The intensity of life’s daily tasks under the weight of depression and other mental illnesses can be devastating. On a good day, it might manifest as internal chats over why showering and brushing your teeth is a good idea. On other days, the delayed act of opening your laptop and logging in to take care of unanswered emails and deadlines can fill you with a crushing sense of dread over what is surely the pending collapse of your world.
The heaviness, no matter how insignificant it might seem on the outside, is real, and the toll it takes on the person and those in their circle is overwhelming.
For communities of color, where stigma around mental illness intersects with several other inequities, silence creates cracks, crevices, and sometimes canyons of suffering.
In the Latinx community, for example, 16 percent reported struggling with mental illness, and only an estimated 33 percent received treatment. Are these numbers, however, which are self-reported, an accurate snapshot of how mental illness manifests itself in our community, or do they represent the tip of an iceberg that threatens our well-being on different fronts?
Many who work in the mental health arena feel these figures are low, partly because many of our families do not know what symptoms look like in everyday life and subsequently label the behaviors in terms of shortcomings or inadequacies.

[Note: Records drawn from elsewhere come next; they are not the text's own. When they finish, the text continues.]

PR #9360, opened 2026-07-18
feat: real Antigravity usage, zh-TW UI, and renderer diagnostics shim

RX5950XT:
## Summary

- Read real Antigravity quota from the Windows Credential Manager entry instead of mirroring Gemini usage, with separate Claude/Gemini 5-hour and weekly windows in the status bar.
- Add Traditional Chinese (`zh-TW`) as a first-class UI locale, including locale-aware font fallbacks and catalog parity.
- Rebase onto current `main` and harden the implementation for cancellation, partial API responses, authentication refresh, and stale-data handling.

## Implementation notes

- Credential and HTTP work is cancellable, runs independently from the other providers, and keeps the Windows credential lookup from delaying their results.
- Quota summary and model fallback requests run in parallel; HTTP 401 remains distinct so refresh is attempted, metadata-only quota entries are ignored, and omitted windows are not restored with a fresh age.
- The renderer-wide Node builtin shim and import rewriting were removed after confirming the existing browser-safe dependency resolution builds successfully.
- Traditional Chinese system locales include Taiwan, Hong Kong, Macau, and Hant-script tags; `<html lang>` updates only after the latest lazy catalog activation succeeds.

## Validation

- 163 focused rate-limit, status-bar, and locale tests passed.
- `pnpm run typecheck` passed.
- Changed-file oxlint and oxfmt checks passed.
- `pnpm run verify:localization-catalog` passed.
- `pnpm run check:max-lines-ratchet` passed.
- `pnpm run build:electron-vite` passed.

## Platform and security

Antigravity quota is currently Windows-only because it reads the desktop host Credential Manager entry. Credentials remain read-only and in memory; token refresh uses the optional OAuth client environment configuration and otherwise relies on the current access token stored by Antigravity.

Contributor: @RX5950XT

## ELI5

Antigravity usage is read from real Windows credential data instead of faking Gemini numbers, with separate time windows in the status bar. Traditional Chinese (zh-TW) is also a full UI language option.


brennanb2025:
Taking a look!

brennanb2025:
Thanks for the contribution — I rebased this onto current `main` and tightened the implementation before taking it over. Antigravity quota reads are now independent and cancellable, preserve 401s for refresh, tolerate one optional quota source failing, ignore metadata-only entries, and no longer carry omitted windows forward with a fresh age; I also removed the redundant renderer-wide Node shim after verifying the existing browser-safe path builds cleanly. Traditional Chinese remains first-class with current catalog parity and safer locale activation, and the focused 163 tests, typecheck, changed-file lint/format checks, max-lines gate, localization catalog check, and desktop build pass.

RX5950XT:
Rebased onto current `main` (about 2500 commits of drift, including merge conflicts).

What changed in this refresh:
- Antigravity usage still reads Windows Credential Manager (`gemini:antigravity`) instead of mirroring Gemini
- `zh-TW` catalog pruned to current English key parity (missing keys still fall back to English)
- Dropped `antigravity-usage-mirror` now that the independent fetch path exists
- Plugin language packs / current rate-limit service orchestration kept

Ready for another look when you have time.

nwparker:
Takeover verification at `c699fa70583ddd53fd7e9098d2bc8270c662b8a8`: I reproduced a failure in the quota fallback path, so I have not adopted this implementation.

**A failed optional model request discards a successful quota summary.** `syncQuota` in `antigravity-usage-fetcher.ts` awaits both requests with `Promise.all`. If `retrieveUserQuotaSummary` succeeds but `fetchAvailableModels` rejects (network failure, timeout, or JSON parse error), the outer catch returns an error with no buckets. The successful summary never reaches `buildAntigravityRateLimitsFromQuota`.

I compiled the exact candidate modules and mocked only Electron networking, passing synthetic credentials directly. A summary containing one Gemini five-hour bucket at 75% remaining produced `ok`, 25% used when the model lookup returned `{models:{}}`. Keeping that same successful summary and making only the model lookup throw produced `error`, `session: null`, and zero buckets. No real credentials, Credential Manager calls, or external requests were used.

ELI5: Orca gets the usage numbers, but throws them away because a second, optional request failed. Settle the requests independently while preserving caller cancellation and explicit authentication failures; use the valid summary even when the model fallback is unavailable. Add this rejected-request case alongside HTTP-status cases.

Separately, the Windows credential reader adds direct `node:child_process`, `-ExecutionPolicy Bypass`, and per-read `Add-Type` compilation. Those need reconciliation with the current child-process boundary and `docs/reference/windows-edr-posture.md` before adoption. This is a source review finding, not a claim that I reproduced a Defender alert.

This review does not verify Windows credential lookup, live OAuth quota, or account switching. The independent native `agy /usage` takeover is tracked in #21654; its live populated OAuth case also remains unverified.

It’s not uncommon to hear folks describe people struggling with mental health as “not right,” “damaged,” or even worse, “weak.”

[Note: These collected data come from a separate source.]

Issue #8145, opened 2026-07-10
[Feature]: Show OpenCode Zen balance alongside OpenCode Go usage


euclodius:
### Operating system

All / cross-platform

### Orca version

Current public builds

### Details

Feature request: please consider showing OpenCode Zen balance / credit state alongside the existing OpenCode Go usage and rate-limit information.

Why this would help:
- Orca's status-bar usage tracking is already useful for deciding whether it is safe to start or queue more agent work.
- OpenCode Go and OpenCode Zen can be part of the same practical workflow: when Go limits are exhausted, usage may fall back to Zen credits if that option is enabled.
- In that setup, seeing only Go limits is not the full cost/risk picture. Users also need to know whether Zen balance is available and whether a queued agent might start consuming paid credits.

Desired behavior:
- Keep OpenCode Go quota/limit information visible as it is today.
- Add Zen balance / credit information in the same status-bar popup or account-switcher details.
- Clearly distinguish quota-limited Go usage from paid/credit-backed Zen balance.
- If Zen data cannot be fetched, show a clear unavailable/refresh-failed state rather than silently omitting it.

This is not a blocker, but it would make the OpenCode status surface much more complete for users who rely on both Go limits and Zen fallback credits.

euclodius:
Cross-linking #9362 and PR #9363, which appear to implement this request directly.

This functionality is genuinely important for workflows that use OpenCode Go with Zen fallback, and it is one of the provider-usage improvements we are most looking forward to. Seeing the Zen balance before the Go quota is exhausted would make it much easier to avoid unexpected pay-as-you-go spending and decide safely whether to start or queue more agent work.

Please keep this request linked through merge and release. We would also be happy to test the implementation on Windows with WSL once it becomes available.

PR #9363, opened 2026-07-18
feat(usage): surface pay-as-you-go credit balances (Claude usage credits, OpenCode Go Zen balance, Codex credits)

### LINKED ISSUE #9362: [Feature]: Surface pay-as-you-go usage-credit balances (Claude usage credits, OpenCode Go Zen balance) in usage summaries
### Problem

Orca's provider usage summaries (the status-bar popover and compact segment) show plan windows — Session, Weekly, Monthly, Fable — but nothing about the **pay-as-you-go / overage balance** an account spends into once those windows are exhausted. Users who rely on this to keep working past a plan limit have no visibility into it from Orca and have to check each provider's own dashboard.

Reference behaviour: CodexBar surfaces an "Extra usage" / credit-balance section per provider.

### Proposed solution

Add an extra-usage balance to the usage summaries for the providers where the data is already reachable:

- **Claude** — surface the account's **usage credits** (the monthly spend limit + current balance) that Claude Code's own `/usage` panel shows. This rides along in the OAuth usage response Orca already fetches (`spend` object, with the legacy `extra_usage` shape as a fallback), so it needs no new network call or credential.
- **OpenCode Go** — surface the **Zen balance** (pay-as-you-go credit) parsed from the workspace page Orca already scrapes.

Behaviour:

- **Popover:** always show a balance row so it's discoverable even at 0% used. Claude renders a spent/limit meter plus current balance; OpenCode Go renders a plain available amount. The row reuses the existing panel tokens (label weight, bar colours, muted/faint text).
- **Compact status-bar segment:** stay hidden normally, and reveal the remaining balance (counting down) only once a plan window caps and the balance is actually spendable — so it appears exactly when the plan starts spending into it.
- **Currency:** taken from the provider response and formatted with `Intl.NumberFormat`, so it adapts to whatever currency and locale the account uses (e.g. `€2,000.00`, `$12.40`, `¥2000`).

### Out of scope (follow-up)

- **Codex / OpenAI credit balance** — a separate billing system (`api.openai.com/.../credit_grants`) that needs a new OpenAI API/Admin key + settings UI. Worth its own PR.
- **Claude API Console org credits** — the developer-platform balance on platform.claude.com is a different billing system from subscription usage credits and would need separate console auth.

mmarabel:
## Summary

Adds a **pay-as-you-go credit balance** to the provider usage summaries for the three providers that expose one in data Orca already fetches — no new network call and no new credential:

- **Claude → "Usage credits":** parses the `spend` object from the OAuth usage response Orca already fetches (monthly spend limit + current balance), with the legacy `extra_usage` shape as a fallback. This is the same data Claude Code's own `/usage` panel shows, including the disabled / "out of credits" state (rendered honestly, not mislabeled "off").
- **OpenCode Go → "Zen balance":** parses the pay-as-you-go Zen balance from the workspace page Orca already scrapes.
- **Codex → "Credits":** parses `rateLimits.credits` from the same app-server RPC Orca already uses for Codex windows. Codex credits are a **unitless count** (e.g. 500 credits), not a currency, so the shared model gained a `unit: 'currency' | 'credits'` discriminator plus an `unlimited` flag. Hidden for accounts that never bought credits (`hasCredits: false`).

Behaviour:

- **Popover** always shows the balance row so it's discoverable at 0% used. Claude renders a spent/limit meter plus current balance; OpenCode Go renders a plain available amount; Codex renders "N credits available" (or "Unlimited"). The row reuses the existing panel tokens (label weight, bar colours, muted/faint text) so it matches Session/Weekly exactly.
- **Compact status-bar segment** stays hidden normally and reveals the remaining balance (counting down) only once a plan window caps **and** the balance is actually spendable — so it appears exactly when the plan starts spending into it.
- **Denomination** is taken from the provider response: currency amounts are formatted with `Intl.NumberFormat` so they adapt to the account's currency and the viewer's locale (`€2,000.00`, `$12.40`, `¥2000`, `2.000,00 €`, …); Codex renders a plain localized credit count. Nothing is hardcoded to `$`/EUR.

Fixes #9362

## Screenshots

_Compact status-bar segment, Claude "Usage credits" popover, and the row in context:_

Compact status-bar segment
Claude Usage credits row in the popover
Usage credits row alongside Session and Weekly

_Codex "Credits" row:_

Codex Credits row showing 500 credits available

## Testing

- [x] `pnpm lint`
- [x] `pnpm typecheck`
- [x] `pnpm test`
- [x] `pnpm build`

Notes on `pnpm test`: the touched areas pass in full (Claude `spend` mapping incl. disabled/out-of-credits and the legacy fallback, the OpenCode Go Zen-balance parser, the currency formatter, popover rendering for enabled/disabled/uncapped, and the compact reveal incl. "disabled stays hidden"). The wider suite has a handful of failures in unrelated modules (PR-comment list, Linear prompt toast, sidebar toolbar, a flaky terminal-PTY test); these were confirmed pre-existing by re-running them with this branch's changes stashed.

New/updated tests:
- `src/shared/currency-format.test.ts` — locale-safe currency formatting + malformed-code fallback.
- `src/main/rate-limits/opencode-go-page-scraper.test.ts` — Zen-balance parsing (scaled billing object, explicit USD keys, human-readable text, disabled/no-balance cases, size guard).
- `src/main/rate-limits/claude-fetcher.test.ts` — `spend` → capped balance, disabled out-of-credits stays visible, legacy `extra_usage` fallback.
- `src/main/rate-limits/codex-fetcher.test.ts` — `rateLimits.credits` → credit-count balance; hidden when `hasCredits: false`.
- `src/renderer/src/components/status-bar/tooltip.test.ts` — popover render for capped/disabled/uncapped + credit-count + unlimited + per-provider labels.
- `src/renderer/src/components/status-bar/provider-segment-balance.test.tsx` — compact reveal on cap, hidden with headroom, hidden when disabled, credit-count vs currency.

## AI Review Report

Reviewed with the AI agent that wrote the change. Focus areas and outcomes:

- **Cross-platform (macOS / Linux / Windows):** the change is pure TypeScript/React with no platform branches, keyboard shortcuts, shortcut labels, path handling, or shell execution. Currency rendering uses `Intl.NumberFormat`, which is available and locale-aware across all Electron targets. No `metaKey`/path/`/`-vs-`\` assumptions were added.
- **SSH / remote:** the fetchers run in the main process via Electron `net.fetch` (Claude) and the existing OpenCode page scrape — same execution model as the current usage code, with no new local-only assumptions. The new field flows through the existing `ProviderRateLimits` IPC payload as a plain serializable object.
- **Git provider compatibility:** N/A — no source-control/review code touched.
- **Data-model safety:** `extraUsage` is additive and optional on `ProviderRateLimits`; existing providers that don't set it render unchanged (verified by an "omits the balance row" test).
- **Parsing robustness:** the Zen-balance scraper reuses the existing size guard (10 MB) and uses bounded regex quantifiers; the `customerID` gate prevents billing-disabled payloads (`customerID:null`, `balance:0`) from registering as a live balance.
- **Flagged & addressed during review:** initial version matched CodexBar and hid the row unless `is_enabled`, which hid a configured-but-disabled cap; reworked to show the real state after inspecting the live response. Switched from the minimal `extra_usage` field to the richer `spend` object (with fallback) so amounts, currency, and enabled state are exact. Removed temporary debug logging before commit.

## Security Audit

- **Untrusted input:** both parsers consume provider-controlled responses (OAuth JSON, scraped HTML). No `eval`/dynamic code; regexes are size-guarded and bounded. The currency code from the API is passed to `Intl.NumberFormat`, which throws on malformed codes — caught and replaced with a plain `<CODE> <amount>` fallback (tested).
- **Secrets:** no secrets are logged or persisted; the temporary debug logging used during investigation was removed. No credential handling changed — the feature reuses the existing OAuth token and OpenCode session cookie already in use.
- **Command execution / paths / IPC:** none added. No new IPC channels; the balance rides the existing usage payload.
- **Follow-up:** none required for this PR.

## Notes

- **Claude API Console org credits** (platform.claude.com) are a different billing system from subscription usage credits and are not covered here.
- **Codex credit unit:** the app-server reports `balance` as a plain credit count (verified against a live account: a $20 / 500-credit purchase surfaced as `balance: "500"`), so it renders as "500 credits", not a dollar amount.
- The compact balance token reveals only when a plan window is at ~100% and the balance is spendable, so it is inherently hard to exercise without hitting a real limit; the popover row is the always-visible surface.

https://claude.ai/code/session_01Y891yaV8gJpLycZEX6G5gm

## ELI5

Usage summaries can show pay-as-you-go credit balances for Claude, OpenCode Go Zen, and Codex when that data is already in the API response. You see remaining credits next to rate limits without extra logins.

### DIFF
--- a/src/main/rate-limits/claude-fetcher-extra-usage.test.ts
+++ b/src/main/rate-limits/claude-fetcher-extra-usage.test.ts
@@ -1,0 +1,194 @@
+import { beforeEach, afterEach, describe, expect, it, vi } from 'vitest'
+import { fetchClaudeRateLimits } from './claude-fetcher'
+import { primeClaudeFetcherMocks, restorePlatform } from './claude-fetcher-test-harness'
+import { readActiveClaudeKeychainCredentialsStrict } from '../claude-accounts/keychain'
+import type { ClaudeRuntimeAuthPreparation } from '../claude-accounts/runtime-auth-service'
+
+const { netFetchMock, readFileMock, resolveProxyMock, setProxyMock, appGetPathMock } = vi.hoisted(
+  () => ({
+    netFetchMock: vi.fn(),
+    readFileMock: vi.fn(),
+    resolveProxyMock: vi.fn(),
+    setProxyMock: vi.fn(),
+    appGetPathMock: vi.fn()
+  })
+)
+
+vi.mock('node:fs/promises', () => ({
+  readFile: readFileMock
+}))
+
+vi.mock('electron', () => ({
+  app: {
+    getPath: appGetPathMock
+  },
+  net: {
+    fetch: netFetchMock
+  },
+  session: {
+    defaultSession: {
+      resolveProxy: resolveProxyMock,
+      setProxy: setProxyMock
+    }
+  }
+}))
+
+vi.mock('./claude-pty', () => ({
+  fetchViaPty: vi.fn()
+}))
+
+vi.mock('../claude-accounts/keychain', () => ({
+  deleteActiveClaudeKeychainCredentialsStrict: vi.fn(),
+  readActiveClaudeKeychainCredentials: vi.fn(),
+  readActiveClaudeKeychainCredentialsStrict: vi.fn(),
+  readManagedClaudeKeychainCredentials: vi.fn(),
+  writeActiveClaudeKeychainCredentials: vi.fn(),
+  writeManagedClaudeKeychainCredentials: vi.fn()
+}))
+
+function oauthPrep(): ClaudeRuntimeAuthPreparation {
+  return {
+    configDir: '/Users/test/.claude',
+    envPatch: { CLAUDE_CONFIG_DIR: '/Users/test/.claude' },
+    stripAuthEnv: false,
+    provenance: 'system'
+  }
+}
+
+describe('fetchClaudeRateLimits extra usage', () => {
+  beforeEach(() => {
+    primeClaudeFetcherMocks({
+      netFetchMock,
+      readFileMock,
+      resolveProxyMock,
+      setProxyMock,
+      appGetPathMock
+    })
+  })
+
+  afterEach(() => {
+    restorePlatform()
+  })
+
+  it('maps the usage-credits spend object into a capped balance in major units', async () => {
+    vi.mocked(readActiveClaudeKeychainCredentialsStrict).mockResolvedValueOnce(
+      JSON.stringify({
+        claudeAiOauth: {
+          accessToken: 'oauth-token',
+          expiresAt: Date.now() + 60_000
+        }
+      })
+    )
+    netFetchMock.mockResolvedValueOnce(
+      new Response(
+        JSON.stringify({
+          five_hour: { utilization: 10 },
+          spend: {
+            used: { amount_minor: 5000, currency: 'EUR', exponent: 2 },
+            limit: { amount_minor: 200000, currency: 'EUR', exponent: 2 },
+            percent: 2.5,
+            enabled: true,
+            balance: { amount_minor: 1000, currency: 'EUR', exponent: 2 }
+          }
+        }),
+        { status: 200 }
+      )
+    )
+
+    await expect(fetchClaudeRateLimits({ authPreparation: oauthPrep() })).resolves.toMatchObject({
+      provider: 'claude',
+      status: 'ok',
+      extraUsage: {
+        balance: 10,
+        spent: 50,
+        spendLimit: 2000,
+        spentPercent: 2.5,
+        currencyCode: 'EUR',
+        enabled: true,
+        disabledReason: null,
+        resetsAt: null
+      }
+    })
+  })
+
+  it('keeps the usage-credits cap visible but disabled when out of credits', async () => {
+    vi.mocked(readActiveClaudeKeychainCredentialsStrict).mockResolvedValueOnce(
+      JSON.stringify({
+        claudeAiOauth: {
+          accessToken: 'oauth-token',
+          expiresAt: Date.now() + 60_000
+        }
+      })
+    )
+    netFetchMock.mockResolvedValueOnce(
+      new Response(
+        JSON.stringify({
+          five_hour: { utilization: 10 },
+          spend: {
+            used: { amount_minor: 0, currency: 'EUR', exponent: 2 },
+            limit: { amount_minor: 200000, currency: 'EUR', exponent: 2 },
+            percent: 0,
+            enabled: false,
+            disabled_reason: 'out_of_credits',
+            balance: null
+          }
+        }),
+        { status: 200 }
+      )
+    )
+
+    await expect(fetchClaudeRateLimits({ authPreparation: oauthPrep() })).resolves.toMatchObject({
+      provider: 'claude',
+      status: 'ok',
+      extraUsage: {
+        balance: 0,
+        spent: 0,
+        spendLimit: 2000,
+        spentPercent: 0,
+        currencyCode: 'EUR',
+        enabled: false,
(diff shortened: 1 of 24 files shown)


mmarabel:
Thanks @coderabbitai — addressed the two substantive items in 9d0333a:

- **Nested `PanelBalanceSection` → plain render function.** Converted it to `renderBalanceSection(...)` called directly, so React keeps the DOM node and the progress bar's `transition-all` width animation survives re-renders. (Left the pre-existing `PanelWindowSection` as-is to keep this PR single-topic — it has the same pattern and is worth a separate cleanup.)
- **Compact `bal` label localized.** Set proper translations instead of the English placeholder: `残高` (ja), `余额` (zh), `잔액` (ko), `saldo` (es). English stays `bal`.

Two I'm intentionally leaving:

- **`ProviderPanel({ p })` direct call in `tooltip.test.ts`.** This matches the file's existing convention — every `ProviderPanel` render test in that file calls it directly, and the component is hookless — so I kept it consistent rather than introducing a mixed `createElement`/direct-call style in one file. Happy to convert the whole file in a follow-up if preferred.
- **Docstring coverage (50% < 80%).** The repo's `AGENTS.md` explicitly asks for short "why"-only comments and discourages restating what code does, so I've kept comments to the non-obvious rationale per that convention rather than padding to hit the threshold.

The "resolve merge conflict" pre-merge check predates the `main` merge I pushed earlier — the branch is now `MERGEABLE`.

brennanb2025:
Taking a look!

brennanb2025:
Thanks for the contribution — I rebased this onto current `main` and tightened the implementation while applying the remaining review feedback. The balance scraper now uses bounded, billing-record-scoped parsing instead of broad page-wide matches, preserves granted credit without requiring a payment customer, and only exposes the compact balance when overage spending is actually enabled; currency and credit balances now have distinct typed shapes, credit counts are localized, and malformed money data is handled defensively. The 161 focused usage/UI tests, full typecheck, touched-file lint and format checks, localization catalog verification, max-lines guard, and changed-files React checks all pass.

euclodius:
Thanks for the work on this — this PR appears to implement the OpenCode Zen balance requested in #8145 directly. I noticed the branch is currently conflicting with `main`. Is the rebase still planned? I would be happy to help validate the refreshed implementation on Windows with WSL once it is ready.

One related scope question while this PR is being revived: could the new `ExtraUsageBalance` model remain provider-agnostic so it can support Grok and Cline credit balances in follow-ups?

- **Grok:** Orca's existing billing payload already exposes `onDemandCap`, `onDemandUsed`, and `prepaidBalance`; the current fetcher maps only the subscription windows. This looks like a natural follow-up once the shared balance model lands.
- **Cline:** ClinePass subscription quota and Cline's pay-as-you-go credit balance are separate billing surfaces. PR #13827 covers the ClinePass 5h/weekly/monthly quota, while Cline credits would require confirming the balance endpoint and whether the same API key can access it.

I would not want either addition to delay #9363 — landing the generic balance model and OpenCode Zen support first is the priority. It would still be useful to keep these providers explicitly in scope for follow-up work.

Please keep #8145 linked through merge/release as well.

mmarabel:
Rebased onto current `upstream/main` (`5b7f44278a`).

Credit-balance parsing/UI was re-applied onto the current rate-limit modules:
- Claude extra-usage tests now live in `claude-fetcher-extra-usage.test.ts` (the old `claude-fetcher.test.ts` was split on main).
- Codex credits parse through `CodexRateLimitWindowsSnapshot.credits` rather than the deleted `RpcRateLimitsResult` type.
- Compact status-bar and tooltip keep main's current window layout and add the overage-balance rows.

Force-pushed `feat/provider-usage-credit-balances`.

The idea of collective identity, where one’s actions are seen as a reflection of the entire family, plays into this as well, especially in the Latinx community. Speaking honestly about our “defects” is seen as a negative while suffering stoically for the good of the family is an honorable act. The song “We Don’t Talk About Bruno” from Disney’s Encanto opened the door to speaking more openly about this phenomenon.
The overall shortage of affordable and accessible mental health services in the U.S. can make finding help feel like an impossible quest. Plus culturally appropriate mental health is difficult to obtain, and finding a mental health professional who speaks our language and understands the cultural nuances behind our beliefs and mores adds a layer that makes this feel insurmountable.